I think the next step is to pull the flywheel. A bad keyway will cause the spark to fire at the wrong time and will not run.

Keep us posted.

BG


----------



## alpenadiver

Something we should of asked at the beginning, What is the make of the saw, and how old is it.

Most, if not all saws use a diaphragm fuel pump, and all it takes is a pinhole or a piece of crud to stop fuel from getting to the carb.


----------



## Rdavis441

alpenadiver said:


> Something we should of asked at the beginning, What is the make of the saw, and how old is it.
> 
> Most, if not all saws use a diaphragm fuel pump, and all it takes is a pinhole or a piece of crud to stop fuel from getting to the carb.


It is a Craftsman 42cc 18" Model 358350380

I don't know how old it is - probably 10 years old but never had much use. I have had problems with it almost since it was new. I would have to crank it 20 25 times before it would start. Based on every thing I'm hearing now, it was probably timing. Since I removed the fly wheel, checked the key and put the fly wheel back on, I don't get the kick back I had been getting.

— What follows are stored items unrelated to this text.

PR #2065, opened 2026-08-27
Fix validation fault 2062

### LINKED ISSUE #2062: Bug: Unnecessarily hitting validation fault at the end
## Description
I am asking a qns, it ables to ans it then unnecessarily hit validation fault at the end

## Screenshots 

Here, I am asking a question and it able to ans it 

Image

I don't know anything about a diaphragm fuel pump or even where it is located. You are the first peron who has mentioned it.

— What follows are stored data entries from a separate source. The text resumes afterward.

PR #2068, opened 2026-08-28
Sort the time axis so time-series lines connect chronologically

### LINKED ISSUE #1887: VegaLiteAgent time-series plots zigzag because the temporal axis is unsorted
Ask Lumen AI to plot a multi-series time series:

> Plot three lines on one chart: mean air temperature in Celsius over
> time for the tropics (lat -20..20), the northern mid-latitudes
> (lat 30..60), and the Arctic (lat above 60).

The lines come out zigzag, connecting points in row order rather than time order. The X-axis itself is labelled correctly (Apr, Jul, Oct, Apr, Jul, Oct, ...) but the line geometry crosses back and forth across it.

Two cooperating gaps:

1. `lumen/ai/prompts/SQLAgent/main.jinja2` does not instruct the LLM to add `ORDER BY <time-column>` when the downstream chart is a time series. SQL without an explicit `ORDER BY` returns rows in whatever order DataFusion finds them, and for a grouped query over multiple lat bands that is rarely time-sorted.
2. `lumen/ai/prompts/VegaLiteAgent/main.jinja2` (lines 97-118) has one time-series example, but it does not set `sort: "ascending"` on the temporal x-axis encoding. Vega-Lite then defers to data order. With a noisy SQL result the polyline turns into spaghetti.

Either fix would mostly close this on its own. Both together would make it bulletproof. Smallest unblocking change is to add
`sort: "ascending"` to the temporal-axis example in the prompt and mention it once in `# KEY PATTERNS`.

7487:
Multi-series time-series plots from VegaLiteAgent come out as zigzag: the polyline connects points in SQL row order, crossing back and forth across a correctly labelled time axis.

Two gaps cooperate to cause it: SQLAgent's prompt never asks for `ORDER BY` on the time column (a grouped query over several categories rarely comes back time-sorted), and the VegaLiteAgent prompt's time-series example leaves the x encoding unsorted, so Vega-Lite defers to data order.

This closes both, as prescribed in the issue:

- `SQLAgent/main.jinja2`: a Query Patterns bullet telling the model to end time-series queries with `ORDER BY` on the time column.
- `VegaLiteAgent/main.jinja2`: `sort: "ascending"` on the x encodings of the time-series example (both layers, per the existing layered-sort note), plus a one-line Key Patterns entry.

Prose follows GUIDANCE.md conventions; `lumen/tests/ai/test_prompts.py` passes (371 checks) on the touched templates.

Fixes #1887

### DIFF
--- a/lumen/ai/prompts/SQLAgent/main.jinja2
+++ b/lumen/ai/prompts/SQLAgent/main.jinja2
@@ -19,6 +19,7 @@ Write SQL query for user's data transformation request, focusing on intent over 
 - Headers: Use OFFSET 1 for header/metadata rows
 - Mixed units: Use CASE to normalize before aggregating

The thing that bothers me the most is that it won't even start and run for a short time on starter fluid. My other saw does and so does my Troy built Shredder that hadn't been used for at least 8 - 10 years started and ran on starter fluid??????.

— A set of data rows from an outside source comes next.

PR #2072, opened 2026-08-29
Give the Altair prompt the multi-series split rule

ghostiee-11:
`main_altair.jinja2` extends `BaseViewAgent`, not `main.jinja2`, so it never got the multi-series split rule `main.jinja2` states at line 12, and its time series example shows a bare `mark_line()`.

Adds the rule and the split, with tests pinning which encodings actually split a compiled path.


ghostiee-11:
Closing this. I measured the inverse case afterwards and it makes things worse.

Neutral single-series prompt, "Plot the mean air temperature in Celsius over time", over a `(time, lat, temp)` table. Scored by compiling each spec and checking whether the path mark ended up split. N=30 per arm.

| arm | split a path it should have aggregated |
| --- | --- |
| unchanged | 5/30 |
| this PR | 22/30 |
| rule only, example left alone | 29/30 |

The prose rule is the driver rather than the example, so there is no half of this worth keeping. The underlying problem is that the same rule already at `main.jinja2` line 12 does this today, which is #2073.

I have an in-line spark tester and I get a spark. Question -- Is the color of the spark of any significance? My spark is orange, and some where I THINK I read where someone was suggesting to someone else to check that they were getting a BLUE spark. I have been at his for so long that I am sure if I read that or not.

Although I haven't found the problem yet, I have really learned a lot about small engines by following suggestions provided to me. 

Thank you for your time and suggestions. I really appreciate it.

Ron


----------



## Basementgeek

In my book yellow/orange is a sign of a weak spark. It should be a blue/white spark.

As I said a good spark under a no pressure is not to hard to get. Put the plug under compression the fire will be different. If you could see an old spark plug tester, they always checked the spark under a fair amount of pressure.
The higher the pessure the less spark the plug would put out.

I am still leaning to a weak coil.

BG


----------



## Rdavis441

Basementgeek said:


> In my book yellow/orange is a sign of a weak spark. It should be a blue/white spark.
> 
> As I said a good spark under a no pressure is not to hard to get. Put the plug under compression the fire will be different. If you could see an old spark plug tester, they always checked the spark under a fair amount of pressure.
> The higher the pessure the less spark the plug would put out.
> 
> I am still leaning to a weak coil.
> 
> BG


 Thanks BG. I will order a new coil tonite. I wish I had read your message just 15 minutes earlier, I could have combined it with another order I had just placed.
Ron.


----------



## Basementgeek

Again, that is my best guess. I am assuming the compression is OK.

Keep us posted.

BG


----------



## Rdavis441

Basementgeek said:


> Again, that is my best guess. I am assuming the compression is OK.
> 
> Keep us posted.
> 
> BG


Your best guess is good for me. I was stymied, with no place else to go. The only thing I haven't tried and that is in reference to a diagragm fuel pump. I have no idea if my saw has one and if so, where is it.
I will keep you posted.
Ron


----------



## Basementgeek

The key right now is getting a good spark !

You saw may not have a fuel pump. The carb will have a diaphragm in it.

BG


----------



## Gingrichd

Did you ever get your saw running? I have tried to find anyone to fix my saw. The same thing happened to me. Everyone that had the same problem gets the same response , they don't listen to the problem . I hope you got it fixed . Let me know what was wrong with it. It happens more than what you think. There is a lot of post from other people that had the same problem.


----------



## vonoretn

Never mentioned was that there might be deposits on top the combustion chamber which you can't see from the spark plug hole, and would raise the compression enough to be hard to start with the plug in it, plus hard to run once started. Sounds like too much compression to me.


----------